Exercise directions >> In the records that follow, the lines from the one containing "PR #186, opened 2020-08-13" to the one containing "Multiple columns still not supported", inclusive, are to be given again exactly.

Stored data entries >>
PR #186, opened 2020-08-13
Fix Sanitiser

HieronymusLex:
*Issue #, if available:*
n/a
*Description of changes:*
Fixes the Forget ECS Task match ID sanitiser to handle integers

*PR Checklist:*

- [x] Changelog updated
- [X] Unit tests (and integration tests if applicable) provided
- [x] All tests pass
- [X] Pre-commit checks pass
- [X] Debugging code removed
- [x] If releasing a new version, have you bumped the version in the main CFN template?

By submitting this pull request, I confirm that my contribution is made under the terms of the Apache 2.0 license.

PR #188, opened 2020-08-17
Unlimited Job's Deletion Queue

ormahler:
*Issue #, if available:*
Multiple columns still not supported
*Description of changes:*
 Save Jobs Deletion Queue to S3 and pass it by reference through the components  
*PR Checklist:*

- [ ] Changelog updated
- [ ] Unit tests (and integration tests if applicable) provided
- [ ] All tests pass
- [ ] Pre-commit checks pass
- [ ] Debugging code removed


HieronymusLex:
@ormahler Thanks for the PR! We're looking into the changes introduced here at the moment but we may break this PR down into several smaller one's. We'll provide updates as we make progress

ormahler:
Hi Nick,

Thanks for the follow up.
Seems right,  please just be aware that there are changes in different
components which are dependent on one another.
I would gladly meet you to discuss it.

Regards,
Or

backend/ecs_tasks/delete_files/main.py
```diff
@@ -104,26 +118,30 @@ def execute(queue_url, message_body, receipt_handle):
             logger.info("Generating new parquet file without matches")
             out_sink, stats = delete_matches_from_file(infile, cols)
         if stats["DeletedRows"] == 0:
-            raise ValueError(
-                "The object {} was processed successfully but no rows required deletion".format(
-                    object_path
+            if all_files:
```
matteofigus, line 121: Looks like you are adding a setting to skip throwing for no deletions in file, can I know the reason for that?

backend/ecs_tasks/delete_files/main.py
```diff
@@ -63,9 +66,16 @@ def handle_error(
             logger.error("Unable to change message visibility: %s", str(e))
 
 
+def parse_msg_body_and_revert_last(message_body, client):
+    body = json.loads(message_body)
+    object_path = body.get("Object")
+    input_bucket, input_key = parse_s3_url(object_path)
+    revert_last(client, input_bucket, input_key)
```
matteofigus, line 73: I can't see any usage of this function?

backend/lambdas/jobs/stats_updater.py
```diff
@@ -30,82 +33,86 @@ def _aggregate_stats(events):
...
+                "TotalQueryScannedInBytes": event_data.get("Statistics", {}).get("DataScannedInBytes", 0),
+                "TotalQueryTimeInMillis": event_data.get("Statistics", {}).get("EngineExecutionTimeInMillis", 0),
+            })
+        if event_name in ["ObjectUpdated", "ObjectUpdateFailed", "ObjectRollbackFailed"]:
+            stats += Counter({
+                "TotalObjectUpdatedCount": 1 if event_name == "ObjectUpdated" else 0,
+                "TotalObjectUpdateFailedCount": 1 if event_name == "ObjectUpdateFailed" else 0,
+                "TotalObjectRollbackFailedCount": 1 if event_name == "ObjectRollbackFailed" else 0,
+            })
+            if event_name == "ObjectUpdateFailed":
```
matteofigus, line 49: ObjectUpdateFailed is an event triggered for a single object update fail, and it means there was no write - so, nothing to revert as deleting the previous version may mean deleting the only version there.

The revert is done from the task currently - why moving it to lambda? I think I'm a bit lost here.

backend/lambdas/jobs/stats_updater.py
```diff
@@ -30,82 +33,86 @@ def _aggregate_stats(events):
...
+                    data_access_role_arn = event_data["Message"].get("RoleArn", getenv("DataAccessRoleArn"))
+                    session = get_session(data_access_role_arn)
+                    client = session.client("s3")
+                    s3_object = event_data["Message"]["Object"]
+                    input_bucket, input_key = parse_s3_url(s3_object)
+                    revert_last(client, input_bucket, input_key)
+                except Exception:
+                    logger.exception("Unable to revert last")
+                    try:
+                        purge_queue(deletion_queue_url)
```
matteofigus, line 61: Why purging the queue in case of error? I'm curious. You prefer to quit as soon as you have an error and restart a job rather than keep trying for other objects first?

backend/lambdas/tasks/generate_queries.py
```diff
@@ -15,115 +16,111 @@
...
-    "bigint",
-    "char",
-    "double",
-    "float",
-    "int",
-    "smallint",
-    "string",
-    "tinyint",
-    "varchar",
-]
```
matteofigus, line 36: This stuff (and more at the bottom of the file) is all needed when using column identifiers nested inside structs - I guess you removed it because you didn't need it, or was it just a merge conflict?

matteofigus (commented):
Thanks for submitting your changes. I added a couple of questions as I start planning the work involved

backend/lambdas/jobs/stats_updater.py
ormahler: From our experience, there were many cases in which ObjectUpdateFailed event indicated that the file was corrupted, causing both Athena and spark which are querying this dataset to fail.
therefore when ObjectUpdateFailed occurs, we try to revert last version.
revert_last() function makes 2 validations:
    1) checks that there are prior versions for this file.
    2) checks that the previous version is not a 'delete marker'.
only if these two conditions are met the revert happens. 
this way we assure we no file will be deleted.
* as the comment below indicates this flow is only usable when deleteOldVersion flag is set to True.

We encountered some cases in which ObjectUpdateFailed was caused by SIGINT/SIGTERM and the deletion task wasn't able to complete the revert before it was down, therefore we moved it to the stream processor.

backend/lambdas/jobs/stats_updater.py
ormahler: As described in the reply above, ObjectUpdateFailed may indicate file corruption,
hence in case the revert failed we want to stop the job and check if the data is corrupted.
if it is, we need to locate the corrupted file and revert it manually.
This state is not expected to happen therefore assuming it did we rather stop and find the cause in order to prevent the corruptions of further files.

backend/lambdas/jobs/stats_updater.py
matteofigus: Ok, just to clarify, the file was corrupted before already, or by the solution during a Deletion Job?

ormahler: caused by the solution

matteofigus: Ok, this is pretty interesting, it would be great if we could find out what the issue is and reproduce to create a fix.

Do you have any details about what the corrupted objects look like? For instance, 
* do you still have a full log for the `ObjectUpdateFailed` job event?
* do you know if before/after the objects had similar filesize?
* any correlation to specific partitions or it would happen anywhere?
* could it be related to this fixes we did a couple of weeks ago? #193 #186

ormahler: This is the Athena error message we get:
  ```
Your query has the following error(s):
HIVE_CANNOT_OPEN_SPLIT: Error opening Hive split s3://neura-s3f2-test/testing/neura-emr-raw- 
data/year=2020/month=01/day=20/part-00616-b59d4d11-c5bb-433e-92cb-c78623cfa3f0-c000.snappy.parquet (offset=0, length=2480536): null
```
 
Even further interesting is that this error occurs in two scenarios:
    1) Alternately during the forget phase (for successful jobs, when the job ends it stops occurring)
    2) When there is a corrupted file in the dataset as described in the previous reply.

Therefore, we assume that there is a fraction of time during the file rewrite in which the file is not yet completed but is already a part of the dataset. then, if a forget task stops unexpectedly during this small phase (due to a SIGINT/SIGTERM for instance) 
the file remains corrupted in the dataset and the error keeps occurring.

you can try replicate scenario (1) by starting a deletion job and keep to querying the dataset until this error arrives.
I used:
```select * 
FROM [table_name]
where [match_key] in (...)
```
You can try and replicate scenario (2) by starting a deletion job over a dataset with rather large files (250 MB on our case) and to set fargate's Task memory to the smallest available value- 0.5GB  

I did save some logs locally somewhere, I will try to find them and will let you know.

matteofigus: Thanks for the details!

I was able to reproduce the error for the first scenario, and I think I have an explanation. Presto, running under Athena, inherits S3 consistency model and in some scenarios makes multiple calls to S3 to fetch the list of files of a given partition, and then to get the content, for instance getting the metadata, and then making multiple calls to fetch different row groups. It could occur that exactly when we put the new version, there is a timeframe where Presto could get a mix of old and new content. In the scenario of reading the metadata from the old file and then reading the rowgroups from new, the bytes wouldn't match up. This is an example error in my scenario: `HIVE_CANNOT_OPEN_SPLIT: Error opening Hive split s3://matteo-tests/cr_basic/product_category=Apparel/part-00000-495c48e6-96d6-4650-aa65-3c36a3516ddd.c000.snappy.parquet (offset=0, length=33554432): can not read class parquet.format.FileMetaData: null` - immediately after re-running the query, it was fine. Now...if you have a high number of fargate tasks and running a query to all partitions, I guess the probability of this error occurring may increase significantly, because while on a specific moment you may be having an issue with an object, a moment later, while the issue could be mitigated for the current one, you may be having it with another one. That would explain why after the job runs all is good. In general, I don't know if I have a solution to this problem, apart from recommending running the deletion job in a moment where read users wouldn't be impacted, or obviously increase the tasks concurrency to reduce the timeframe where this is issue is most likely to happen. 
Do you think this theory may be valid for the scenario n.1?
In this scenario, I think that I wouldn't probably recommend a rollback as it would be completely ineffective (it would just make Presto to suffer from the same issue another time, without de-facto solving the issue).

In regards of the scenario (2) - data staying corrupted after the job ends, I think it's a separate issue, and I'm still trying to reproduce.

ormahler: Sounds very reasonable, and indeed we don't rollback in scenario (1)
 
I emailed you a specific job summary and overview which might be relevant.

--

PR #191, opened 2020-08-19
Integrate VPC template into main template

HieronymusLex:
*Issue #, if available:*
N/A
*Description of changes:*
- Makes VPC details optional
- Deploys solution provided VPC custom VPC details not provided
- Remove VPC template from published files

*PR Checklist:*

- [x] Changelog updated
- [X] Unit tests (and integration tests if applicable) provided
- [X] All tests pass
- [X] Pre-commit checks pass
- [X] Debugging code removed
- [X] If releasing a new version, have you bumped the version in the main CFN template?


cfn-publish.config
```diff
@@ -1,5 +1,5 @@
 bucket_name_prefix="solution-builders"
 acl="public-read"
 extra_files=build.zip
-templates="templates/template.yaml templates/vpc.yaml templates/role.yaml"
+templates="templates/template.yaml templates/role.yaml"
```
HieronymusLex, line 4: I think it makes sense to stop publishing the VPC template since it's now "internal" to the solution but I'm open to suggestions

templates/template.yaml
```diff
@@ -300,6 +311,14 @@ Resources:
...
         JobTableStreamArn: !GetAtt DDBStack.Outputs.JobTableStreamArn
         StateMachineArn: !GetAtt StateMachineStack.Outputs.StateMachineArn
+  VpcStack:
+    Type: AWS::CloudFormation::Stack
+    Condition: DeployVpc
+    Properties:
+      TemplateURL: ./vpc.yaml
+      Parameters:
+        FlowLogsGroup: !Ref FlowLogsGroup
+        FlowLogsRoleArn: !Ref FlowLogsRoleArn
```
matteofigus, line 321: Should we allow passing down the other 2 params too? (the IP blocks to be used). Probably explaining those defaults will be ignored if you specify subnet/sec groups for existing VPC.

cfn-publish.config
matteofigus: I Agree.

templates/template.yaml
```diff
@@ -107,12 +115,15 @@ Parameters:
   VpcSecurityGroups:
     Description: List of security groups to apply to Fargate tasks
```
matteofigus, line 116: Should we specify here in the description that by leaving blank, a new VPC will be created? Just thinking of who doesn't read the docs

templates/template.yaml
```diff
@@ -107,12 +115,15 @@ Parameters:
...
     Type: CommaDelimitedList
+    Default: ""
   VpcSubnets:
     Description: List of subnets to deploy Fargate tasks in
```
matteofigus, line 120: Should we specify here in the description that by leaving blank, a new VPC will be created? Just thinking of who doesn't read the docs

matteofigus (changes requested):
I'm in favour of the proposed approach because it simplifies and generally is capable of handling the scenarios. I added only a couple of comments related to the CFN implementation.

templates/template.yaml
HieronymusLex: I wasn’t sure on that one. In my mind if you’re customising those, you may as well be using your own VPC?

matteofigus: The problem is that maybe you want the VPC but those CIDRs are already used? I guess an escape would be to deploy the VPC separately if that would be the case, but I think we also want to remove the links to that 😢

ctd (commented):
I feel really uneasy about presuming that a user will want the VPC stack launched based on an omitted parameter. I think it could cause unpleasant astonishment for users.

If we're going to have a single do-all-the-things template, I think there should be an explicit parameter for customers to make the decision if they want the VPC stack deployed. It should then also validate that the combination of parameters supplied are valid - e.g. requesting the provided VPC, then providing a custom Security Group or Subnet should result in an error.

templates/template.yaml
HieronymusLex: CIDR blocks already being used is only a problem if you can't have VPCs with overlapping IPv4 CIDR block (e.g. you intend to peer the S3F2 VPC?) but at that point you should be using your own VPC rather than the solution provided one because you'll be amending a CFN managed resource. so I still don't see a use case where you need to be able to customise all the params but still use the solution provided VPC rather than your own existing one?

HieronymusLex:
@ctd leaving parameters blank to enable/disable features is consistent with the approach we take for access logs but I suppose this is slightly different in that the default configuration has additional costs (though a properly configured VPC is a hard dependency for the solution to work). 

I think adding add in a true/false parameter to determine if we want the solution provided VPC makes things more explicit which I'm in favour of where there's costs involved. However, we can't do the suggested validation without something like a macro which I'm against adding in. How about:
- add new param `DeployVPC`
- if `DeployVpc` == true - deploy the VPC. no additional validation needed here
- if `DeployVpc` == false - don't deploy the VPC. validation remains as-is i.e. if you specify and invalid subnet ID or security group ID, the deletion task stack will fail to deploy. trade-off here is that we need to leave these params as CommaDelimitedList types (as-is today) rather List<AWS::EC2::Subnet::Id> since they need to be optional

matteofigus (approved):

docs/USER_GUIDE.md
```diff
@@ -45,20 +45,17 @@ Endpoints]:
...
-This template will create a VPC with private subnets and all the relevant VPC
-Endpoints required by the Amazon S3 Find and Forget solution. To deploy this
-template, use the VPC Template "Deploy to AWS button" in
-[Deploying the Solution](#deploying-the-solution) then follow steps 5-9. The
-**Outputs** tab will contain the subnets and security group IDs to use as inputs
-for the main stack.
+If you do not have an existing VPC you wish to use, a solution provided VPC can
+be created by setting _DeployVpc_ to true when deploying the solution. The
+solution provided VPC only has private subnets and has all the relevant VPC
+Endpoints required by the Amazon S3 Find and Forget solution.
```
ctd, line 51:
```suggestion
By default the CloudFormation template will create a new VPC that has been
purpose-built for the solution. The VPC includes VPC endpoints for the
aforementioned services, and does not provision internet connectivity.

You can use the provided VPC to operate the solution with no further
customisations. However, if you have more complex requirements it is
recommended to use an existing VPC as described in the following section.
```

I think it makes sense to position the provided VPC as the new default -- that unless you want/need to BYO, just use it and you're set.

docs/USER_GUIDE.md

Result >>
PR #186, opened 2020-08-13
Fix Sanitiser

HieronymusLex:
*Issue #, if available:*
n/a
*Description of changes:*
Fixes the Forget ECS Task match ID sanitiser to handle integers

*PR Checklist:*

- [x] Changelog updated
- [X] Unit tests (and integration tests if applicable) provided
- [x] All tests pass
- [X] Pre-commit checks pass
- [X] Debugging code removed
- [x] If releasing a new version, have you bumped the version in the main CFN template?

By submitting this pull request, I confirm that my contribution is made under the terms of the Apache 2.0 license.

PR #188, opened 2020-08-17
Unlimited Job's Deletion Queue

ormahler:
*Issue #, if available:*
Multiple columns still not supported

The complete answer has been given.